BEGIN Material to process

Issue #1578, opened 2024-02-22
Don't use debounce on slice slider (update as fast as possible)


bmaranville:
### Is your feature request related to a problem?

When using the slicing slider (in DimensionMapper) for heatmaps, the plot is not updated smoothly when the slider is moved, even when using h5wasm provider (which should allow very fast updates).

The debounce that is applied is preventing updates to the plot.

### Requested solution or feature

Instead of debouncing the slider signal, I think a different approach is merited here and would provide huge gains in responsiveness:  

1. add a separate independent requestAnimationFrame loop that checks if the heatmap needs to be redrawn
   - if "needs redraw" flag is true and not "drawing" flag, set "drawing" = true: 
     - set "needs redraw" = false
     - start redraw with current slider value (redraw operation should do the data slicing, which could be slow if coming from a server)
     - when fetch + redraw is complete, set "drawing" = false and continue animation loop
   - if "needs redraw" is false, do nothing and continue animation loop.
2. when the slider is moved, set the "needs redraw" flag to true.

The advantage of this system over debounce is that it updates as fast as the (data slice + plot) operation can be carried out, rather than arbitrarily delaying execution of the slice by the debounce timers.  There is natural rate-limiting to slice requests from e.g. H5Grove because no more than one request will be issued at a time.  Providers with very fast slice turnarounds (e.g. h5wasm) will be able to update nearly instantly (smooth visual scrolling through datasets!)

### Additional context

I have implemented this type of buffering on many occasions for smooth updates of visualizations from user inputs.  I'm happy to help with this.

I couldn't find a nice requestAnimationFrame equivalent to the `react-hookz/web` debounce tools being used, so it might have to be coded by hand rather than using a library.

bmaranville:
Here is a demo with debouncing turned off:

https://github.com/silx-kit/h5web/assets/686570/4d791ea8-c83f-49c7-a1e5-a16caccbb209

loichuder:
Great call @bmaranville, I wholly agree.

The debounce indeed only makes sense when using providers that make requests for each slice such as H5Grove or HSDS. It only gets in the way of responsiveness when using the H5Wasm provider.

axelboc:
I agree that the debouncing is not ideal. Our main goal at the time was to avoid spamming h5grove with concurrent requests while keeping the slider responsive. I think this was before h5wasm came along.

[...]

PR #1634, opened 2024-05-03
Remove debounce on dimension mapping state to reduce lag

axelboc:
Baby step to address #1578

1. We first added debouncing on the dimension mapping state in #888 to address #879.
2. In #920, we then realised that this also debounced the axis mappers (the D0/D1/.../Dn button groups), so we opened #975 with the goal of moving the debounce to the sliders.
3. Turns out that in that PR, we added debouncing to the sliders without actually removing it on the dimension mapping state... So we ended up with two debounces, for a total of 350 ms.

In this PR, I therefore remove the debounce on the dimension mapping state, thus saving 100ms both when slicing and changing axis dimensions.


loichuder (approved):
Sorry for the delay. Well spotted :+1:

PR #1567, opened 2024-02-07
Refactor export menu with new headless UI library

axelboc:
`react-aria-menubutton` is no longer maintained. It is still on React 17 and CommonJS, which is causing issues in our Cypress tests and for consumer applications.

In this PR, I'm starting the migration to another headless UI library called **[Ariakit](https://ariakit.org/)**, which seems like a well-maintained, featureful, Typescript-first library. I've considered and discarded other options:

- [React Aria](https://react-spectrum.adobe.com/react-aria/index.html) from Adobe — I'm not a fan of the fact that it [renders class names](https://react-spectrum.adobe.com/react-aria/styling.html#class-names) by default;
- [Headless UI](https://headlessui.com/) from Tailwind — the number of components is quite limited, which might be a hindrance in the future;
- [Reach UI](https://reach.tech/) — no longer maintained

I'll continue the migration in separate PRs.

PR #1642, opened 2024-05-16
Refactor Export menu with Floating UI

axelboc:
Supersedes #1567

Since Ariakit and React Aria were unsatisfactory options with regard to bundle size, I decided to try a more specialised solution: [Floating UI](https://floating-ui.com/docs/getting-started) (a full rebuild of `popper.js` and `react-popper`). It's really well designed; all based on hooks (along with helper components that I didn't end up using).

The two main hooks I use are `useFloating`, which provides the refs and the popover's positioning logic, and `useListNavigation`, which provides the arrow up/down navigation (including opening the menu on arrow down, looping, focus management, etc.) This weighs roughly 30 kB, which is way more reasonable than the other two headless UI libraries I tried...

At first I was also using `useDismiss`, to close the menu on <kbd>Escape</kbd> and click outside, and `<FloatingFocusManager />` to close the menu when the focus leaves the menu. But both of those added an extra 16 kB. Since we already use `useClickOutside` and `useKeyboardListener` from react-hookz, and since `<FloatingFocusManager />` has a lot of features we don't need (e.g. focus trap for modals), I decided to reimplement the same behaviours myself. As I said, Floating UI is very well designed, and this was [super easy to do](https://floating-ui.com/docs/custom-hooks).

All in all, I'm very happy with the result at last, so I will continue the migration from `react-aria-menubutton` in separate PRs by refactoring other components like `Selector`.


axelboc:
Now with all the required ARIA props ... sorry for the spam. Again, to save bundle size, I didn't use [`useRole`](https://floating-ui.com/docs/useRole) but only replicated it's logic for `role="menu"`. I also just find it useful to make the ARIA attributes explicit in the source code, since they are relied upon for styling.

packages/lib/src/toolbar/controls/utils.ts
```diff
@@ -0,0 +1,27 @@
...
+
+  anchor.href =
+    urlOrBlob instanceof Blob ? URL.createObjectURL(urlOrBlob) : urlOrBlob.href;
+  anchor.click();
+
+  URL.revokeObjectURL(anchor.href);
+  anchor.remove();
+}
+
+export const floatingMinWidth = {
```
loichuder, line 21: Upper case ?

packages/lib/src/toolbar/controls/hooks.ts
```diff
@@ -0,0 +1,44 @@
...
+import { useClickOutside, useKeyboardEvent } from '@react-hookz/web';
+import type { FocusEvent } from 'react';
+import { useCallback, useMemo } from 'react';
+
+/* Custom dismiss interaction hook for Floating UI widgets.
+ * Reduces bundle size (~16 kB) by replacing:
+ * - `useDismiss` (Escape key, click outside)
+ * - `FloatingFocusManager` (focus out) */
+export function useFloatingDismiss(context: FloatingContext): ElementProps {
+  const { refs, onOpenChange } = context;
```
loichuder, line 11: This is the kind of situation where I find that the `on...` convention for handlers does not hold well.

Oh well.

loichuder (approved):

packages/lib/src/toolbar/controls/utils.ts
axelboc: Hmm I see your point, but camel case matches the other Floating UI middlewares.

packages/lib/src/toolbar/controls/hooks.ts
axelboc: Agreed, I could pass `toggle` directly, but it felt unnecessarily cumbersome.

PR #1644, opened 2024-05-17
Refactor Selector with Floating UI

axelboc:
This was a bit more complicated because of the option groups in the color map selector, since it forced me to use [FloatingList](https://floating-ui.com/docs/FloatingList) and `useListItem`.

But ... I can now remove `react-aria-menubutton` at last :tada: 

Next steps:

- Refactor `OverflowMenu` and `InteractionHelp` with Floating UI to gain a few features (auto-placement, better accessibility and focus management, etc.)
- Refactor option groups and a few other bits and pieces in `Selector`
- Deprecate `align` prop of `ExportMenu`
- Abstract duplicated logic into custom hooks


packages/lib/src/toolbar/controls/Selector/Option.tsx
```diff
@@ -0,0 +1,35 @@
...
+  activeIndex: number | null;
+  selectedIndex: number;
+  getItemProps: UseInteractionsReturn['getItemProps'];
+  onSelect: (index: number) => void;
+}
+
+function Option(props: PropsWithChildren<Props>) {
+  const { activeIndex, selectedIndex, children, getItemProps, onSelect } =
+    props;
+  const { ref, index } = useListItem();
```
axelboc, line 17: This hook works together with `FloatingList`. It retrieves the index of the option based on rendering order (regardless of whether they are part of an option group) and registers it in the `listRef` array (cf. `Selector`) so `useListNavigation` can navigate between options.

packages/lib/src/toolbar/controls/Selector/Selector.tsx
```diff
@@ -28,54 +37,136 @@ function Selector<T extends string>(props: Props<T>) {
...
+      offset(6),
+      size({
+        padding: 12,
+        apply({ availableHeight, elements, rects }) {
+          Object.assign(elements.floating.style, {
+            maxHeight: `${Math.min(availableHeight, MENU_MAX_HEIGHT)}px`,
+            minWidth: `${rects.reference.width}px`,
+          });
+        },
+      }),
```
axelboc, line 66: This is an improved version of the `floatingMinWidth` middleware that also sets the max height of the popup so it never overflows the viewport. I will use it in `ExportEntry` as well eventually.

packages/lib/src/toolbar/controls/Selector/Selector.tsx
```diff
@@ -28,54 +37,136 @@ function Selector<T extends string>(props: Props<T>) {
...
-                      value={value}
-                    />
-                  </ul>
-                </li>
-              ))}
-            </ul>
-          )}
-        </Menu>
-      </Wrapper>
+          <FloatingList elementsRef={listRef}>
```
axelboc, line 132: This is the `FloatingList` I was talking about. It's basically just a context under the hood.

packages/lib/src/toolbar/controls/Selector/Selector.tsx
```diff
@@ -28,54 +37,136 @@ function Selector<T extends string>(props: Props<T>) {
...
-    optionComponent: Option,
+    optionComponent: OptionComp,
   } = props;
 
-  const { height: winHeight } = useWindowSize();
-  const menuMaxHeight = winHeight - MENU_TOP - MENU_BOTTOM;
+  const [isOpen, toggle] = useToggle();
+  const [activeIndex, setActiveIndex] = useState<number | null>(null);
+  const [selectedIndex, setSelectedIndex] = useState(() => {
+    return getAllOptions(options).indexOf(value);
```
axelboc, line 46: I have to find for the index of the selected option to properly initialise the `selectedIndex` state. This requires flatting the record when option groups are involved like in the color map drop-down.

packages/lib/src/toolbar/controls/Selector/Selector.tsx
```diff
@@ -28,54 +37,136 @@ function Selector<T extends string>(props: Props<T>) {
...
-          </div>
-        </Button>
+      <button
+        ref={refs.setReference}
+        id={referenceId}
+        className={styles.btn}
+        type="button"
+        disabled={disabled}
+        role="combobox"
+        aria-labelledby={`${label ? labelId : ''} ${selectedOptionId}`}
```
axelboc, line 108: Note that I'm combining the label of the selector with the selected option. Floating UI's `useRole` doesn't do this, so I'm glad I didn't use it; I saw this pattern in React Aria.

loichuder (approved):

PR #1647, opened 2024-05-21
Refactor `OverflowMenu` and `InteractionHelp` with Floating UI

axelboc:
The selector menus, the export menu, and the overflow and interaction help popovers now all behave the same way in terms of focus management, dismissal, positioning, etc.

In this PR, I've also streamlined the CSS across all these components, simplified the DOM in a few places (unnecessary wrappers, etc.) and fixed a couple of flexbox alignment regressions that I've only just noticed.

I've left the `DomainWidget` alone for now because the toggling logic is more complex.


apps/storybook/src/Customization.mdx
```diff
@@ -135,13 +135,13 @@ as you see fit. For instance, if you'd like to change the color of the curve of
 | `--h5w-btnRaised--shadowColor`        | `gray`                                             | Box shadow color of raised buttons                        |
 | `--h5w-btnRaised-hover--shadowColor`  | `dimgray`                                          | Box shadow color of raised buttons on hover               |
 
-##### Selectors
+##### Selectors & menus
```
axelboc, line 138: `ExportMenu` now also uses the `--h5w-selector` variables. Didn't think it was worth renaming everything to `--h5w-menu`, especially since we use the term "menu" for the overflow menu even though it is technically more of a popover than a menu... Also, the `--h5w-selector` prefix is meant to describe the entire control, whereas ARIA considers that the "menu" is the container that pops open and contains the options. Anyways...

This is all a bit confusing, but the important thing is that `Selector` and `ExportMenu` share very similar styles (their "menus" both contain a number of clickable options), so they make use of the same variables (`--h5w-selector`) and classes (`.menu`, `.arrowIcon`, `.btnOption`, etc.) -- cf. `Toolbar.module.css`.

They no longer compose from the `popup` class (cf. `toolbar/utils.modules.css`), which is now used only by `DomainWidget`, `OverflowMenu` and `InteractionHelp` and has its own CSS variable (`--h5w-toolbar-popup--bgColor`, which defaults to `white` with 90% opacity, whereas `--h5w-selector-menu--bgColor` defaults to `white` with 100% opacity).

cypress/snapshots/app.cy.ts/heatmap_2D_inverted_cmap.snap.png
axelboc, line 1: Regression in the alignment of the controls in the overflow menu (right-aligned brings them closer to the trigger). Note also that I've increased the clickable area of the buttons (orange outline).

packages/lib/src/toolbar/controls/DomainWidget/DomainWidget.module.css
```diff
@@ -20,18 +20,21 @@
...
 
-.popup {
-  composes: popup from '../../utils.module.css';
-  z-index: 2; /* above overflow and selector menus */
+.popupOuter {
+  position: absolute;
+  z-index: 2; /* above other floating elements (overflow menu, selectors, etc.) */
+  bottom: 1px; /* guarantees overlap with toolbar so the popup doesn't close when the pointer moves into it */
+  padding-top: 6px; /* matches other floating elements */
+  transform: translateY(100%);
```
axelboc, line 28: We used to have two wrappers: `popup` and `popupInner`, but Floating UI no longer requires the extra level nesting; `InteractionHelp` and `OverflowMenu` only need the `popupInner` styles (the background color and box shadow).

So I rename `popupInner` to `popup`, and since the old `popup` class is now only used in `DomainWidget`, I move it here and rename it to `popupOuter`.

packages/lib/src/toolbar/controls/ExportMenu.tsx
```diff
@@ -13,8 +13,8 @@ import { useId, useRef, useState } from 'react';
 import { FiDownload } from 'react-icons/fi';
 import { MdArrowDropDown } from 'react-icons/md';
 
+import toolbarStyles from '../Toolbar.module.css';
 import { useFloatingDismiss } from './hooks';
-import styles from './Selector/Selector.module.css';
```
axelboc, line 17: The styles shared between `Selector` and `ExportMenu` now live in `Toolbar.module.css`.

packages/lib/src/toolbar/controls/InteractionHelp.tsx
```diff
@@ -14,35 +22,61 @@ interface Props {
...
-    <div className={overflowMenuStyles.root} ref={rootRef}>
-      <ToggleBtn
-        icon={FiHelpCircle}
-        iconOnly
-        onToggle={toggleHelpMenu}
-        label="Show help"
-        value={isHelpMenuOpen}
-      />
-      <div className={overflowMenuStyles.menu} hidden={!isHelpMenuOpen}>
-        <div className={overflowMenuStyles.menuList}>
```
axelboc, line 36: This is now a `ul`.

packages/lib/src/toolbar/controls/Selector/Selector.tsx
```diff
@@ -143,31 +142,29 @@ function Selector<T extends string>(props: Props<T>) {
                 </Option>
               ))
             ) : (
-              <ul className={styles.list}>
+              <ul className={styles.groups}>
                 {Object.entries(options).map(([groupLabel, groupOptions]) => (
                   <li key={groupLabel}>
                     <span className={styles.groupLabel}>{groupLabel}</span>
-                    <ul className={styles.list}>
```
axelboc, line 150: Removing the list markup inside each group. Too much noise for screenreader users.

packages/lib/src/toolbar/controls/Selector/models.ts
```diff
@@ -1,6 +1,3 @@
 import type { ReactElement } from 'react';
 
-export type OptionComponent<T> = (props: {
-  option: T;
-  isSelected?: boolean;
```
axelboc, line 5: This prop doesn't seem to be needed anymore (to differentiate an option rendered inside the floating menu or on the trigger once selected).

loichuder (approved):

PR #1652, opened 2024-05-22
Refactor `Selector` API and implement `ComplexVisTypeSelector`

axelboc:
**BREAKING** 

- I replace the `optionComponent` prop of `Selector` with a cleaner `renderOption` prop. This simplifies a few things, including removing the need for dedicated option components (`ScaleOption` and `ColorMapOption`).
- I replace the now-removed `ColorMapOption`, which was exported in the lib to address #1377, with a new component called `ColorMapGradient` that takes care only of rendering a little gradient preview for a given color map (which should in fact cover more customisation use cases).

**NEW FEATURE**

- I create a component called `ComplexVisTypeSelector` (in line with `ColorMapSelector` and `ScaleSelector`) to reduce duplication, and I export it in the lib;
- I move enum `ComplexVisType` to the shared package and I export it in the lib; I also replace its values and stop relying on them for display purposes (axis label, plot title, selector options), as this seemed very brittle and prevented displaying different labels in different places.


packages/app/src/vis-packs/core/complex/config.tsx
```diff
@@ -20,7 +20,7 @@ function createComplexConfigStore() {
       }),
       {
         name: 'h5web:complex',
-        version: 2,
+        version: 3,
```
axelboc, line 23: The values of the `ComplexVisType` enum have changed, so I bump the versions of the complex configs to avoid issues.

packages/lib/src/toolbar/controls/Selector/Selector.tsx
```diff
@@ -87,7 +80,7 @@ function Selector<T extends string>(props: Props<T>) {
 
   function handleSelect(index: number, option: T) {
     setSelectedIndex(index);
-    toggle(false);
+    context.onOpenChange(false);
```
axelboc, line 83: In case I decide to hide the `isOpen` state and `toggle` setter (along with `useFloating`) inside a reusable custom hook.

loichuder (approved):

PR #1653, opened 2024-05-22
Clean up toolbar deprecations

axelboc:
Since #1652  has a breaking change, I go ahead and remove some deprecated components, as well as the obsolete `align` prop of `ExportMenu`. I also re-use the generic `Btn` component in `ExportMenu`, `InteractionHelp` and `OverflowMenu` and fix a small ARIA bug.

**BREAKING**

- Remove deprecated components `GridToggler` and `FlipYAxisToggler` — use `ToggleBtn` directly instead.
- `[ExportMenu]` Remove prop `align` — the popup now remains within the bounds of the viewport automatically, thanks to Floating UI.
- `[Btn]` Prop `onClick` now receives the `MouseEvent` as first parameter, so make sure you don't pass a state setter as is, like `onClick={toggleOpen}`.

**NEW FEATURE**

- `[Btn]` Add prop `withArrow` to display a drop-down arrow.
- `[Btn]` Forward `ref`.
- `[Btn]` Allow forwarding any valid attributes to the `button` element (`HTMLAttributes<HTMLButtonElement>`)


packages/lib/src/toolbar/controls/Btn.tsx
```diff
@@ -1,48 +1,51 @@
...
+    withArrow,
     disabled,
-    onClick,
-    ...ariaAttrs
+    ...btnProps
   } = props;
 
   return (
     <button
+      ref={ref}
```
axelboc, line 31: Forwarding the `ref` for Floating UI.

packages/lib/src/toolbar/controls/ExportMenu.tsx
```diff
@@ -68,25 +60,18 @@ function ExportMenu(props: Props) {
...
         id={referenceId}
-        className={toolbarStyles.btn}
-        type="button"
+        label={`Export${isSlice ? ' slice' : ''}`}
+        icon={FiDownload}
+        withArrow
         disabled={availableEntries.length === 0}
         aria-haspopup="menu"
-        aria-expanded={isOpen || undefined}
+        aria-expanded={isOpen}
```
axelboc, line 71: This is the small ARIA bug: when the popup is closed, the `button` should have attribute `aria-expanded="false"`.

loichuder (approved):

PR #1654, opened 2024-05-22
Refactor `Selector` and `ExportMenu` with custom hook

axelboc:
`Selector` and `ExportMenu` now call the same custom hook `useFloatingMenu`, which ensures they use the exact same Floating UI configuration (including the `size` middleware that sets the menu's max width and height).


loichuder (approved):
Looks good !

PR #1655, opened 2024-05-29
Improve h5grove/h5wasm API testing set-up

axelboc:
- I was following an issue on the Vitest repo and finally saw a way to move test configuration to environment variables.
- While I'm at it, I add two env vars to be able to skip running the h5grove/h5wasm API tests (they always fail on my laptop because of the lack of `float128` support)
- And I add a check to make sure that the h5grove support server is running before the test starts (to get a clearer error message).

### DIFF
--- a/packages/app/.env.test
+++ b/packages/app/.env.test
@@ -3,5 +3,11 @@
 # Copy and configure the variables below in your own `.env.test.local` file
 #####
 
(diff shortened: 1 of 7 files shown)


loichuder (approved):
Nice :sunglasses:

END Material to process

**What the task requires:**
Which lines of the data contain the word "deprecated"? Copy each one.

**Solution to this problem:**
Since #1652  has a breaking change, I go ahead and remove some deprecated components, as well as the obsolete `align` prop of `ExportMenu`. I also re-use the generic `Btn` component in `ExportMenu`, `InteractionHelp` and `OverflowMenu` and fix a small ARIA bug.
- Remove deprecated components `GridToggler` and `FlipYAxisToggler` — use `ToggleBtn` directly instead.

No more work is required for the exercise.